А в то счастливое лето как-то раз рано утром, чтобы сократить время до встречи с ней на работе, он уехал за город. У опушки бора заброшенное колхозное поле, заросшее яркими березовыми кустами и светлыми, молоденькими сосенками. После июньских дождей оно посвежело, трава – выше пояса; сосенки стоят нарядные, веселые: на ветках, как игрушечные наконечники, свежие, нежные ростки, заметно подавшиеся вверх. Еще недавно они были, как свечки из бурого воска. Уже жарко, звенят насекомые, перекликаются о чем-то своем, загадочном, птицы. Буднично и празднично одновременно, как обычно бывает в конце июня, когда начинает цвести иван-чай и липа, белеют тенистые тропки от тополиного пуха. А здесь, в задичавшем поле у сосновой опушки все бело по-особому – никогда он не помнил, чтобы было столько ромашек. Высокие, чистые, промытые после дождя. Этот невестин цвет – словно утешение матери сырой земле за то, что поле задичало. А, может, это в радость ей, что она, наконец-то, отдохнет от многовекового труда, от пахоты, и вот эти радостные ее чувства, ее вздохи свободные – встали белыми кружевами, будто тысячи маленьких невест закружились по полю. Восстали праматери Руси: и каждая – мерянка или древлянка, чудинка ли  – у них еще больше тысячи лет впереди – гадает о своем будущем. И мы погадаем: любит нас мать сыра земля, или не любит? – просветленно думал Николай Николаевич. – Быть или не быть России здесь или за Уралом?.. Или навсегда задичать, как это поле, уйти в травы, в кусты, в непорочные цветы и птичьи песни и стать Христовой невестой в ином времени, в иной стране…
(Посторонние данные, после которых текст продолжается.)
PR #2353, opened 2024-11-11
Strengthening recycling service conditions

Nadav-B:
RISDEV-5186

* Removing optional from service to throw actual errors
* Adding and adjusting tests
* addForRecycling to void
* Adding custom exception
* Empty log in either handover or migration service is required to for recycle. This condition is a must on both recycling and saving

### DIFF
--- a/backend/src/main/java/de/bund/digitalservice/ris/caselaw/adapter/DatabaseDocumentNumberRecyclingService.java
+++ b/backend/src/main/java/de/bund/digitalservice/ris/caselaw/adapter/DatabaseDocumentNumberRecyclingService.java
@@ -173,7 +173,6 @@ public class DatabaseDocumentNumberRecyclingService implements DocumentNumberRec
    * @throws DocumentNumberRecyclingException will through error if published / handed over or
    *     status history not empty.
    */
-  @Override
   public void assertStatusHasNeverBeenPublished(DocumentationUnitDTO documentationUnitDTO)
       throws DocumentNumberRecyclingException {
     PublicationStatus status = documentationUnitDTO.getStatus().getPublicationStatus();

Мягкое, утреннее тепло приятно, по-домашнему нагревало безрукавку. Он стоял, чувствуя кожей все шорохи, звуки и сияния, и, будто истаивал в них. Тогда ему впервые в трогательных мечтаниях представилась мерянка, последовавшая за своим умершим мужем в иной мир, и он наметил построить новую экспозицию о древнерусских женщинах.Почему по сравнению с византийскими дамами среди них так мало святых? Потому что, наверно, вся их жизнь ушла в землю, вот в такие заброшенные поля, в семью, впод государства. Бабий век здесь, как было высчитано на ближнем, недавно раскопанном средневековом кладбище, в среднем составлял тридцать девять лет. Столько же тягот и болезней выпало тем безымянным женам?.. Теперь жизнь их можно назвать подвигом, думал он, по сравнению с нашей, когда душа распадается на сумму помыслов и приражений. И женский тип, сотворившийся из всех этих мерянок, чудинок, кривичанок, из Доброшек, Жирочек, Домашек, Страшек – разлагается.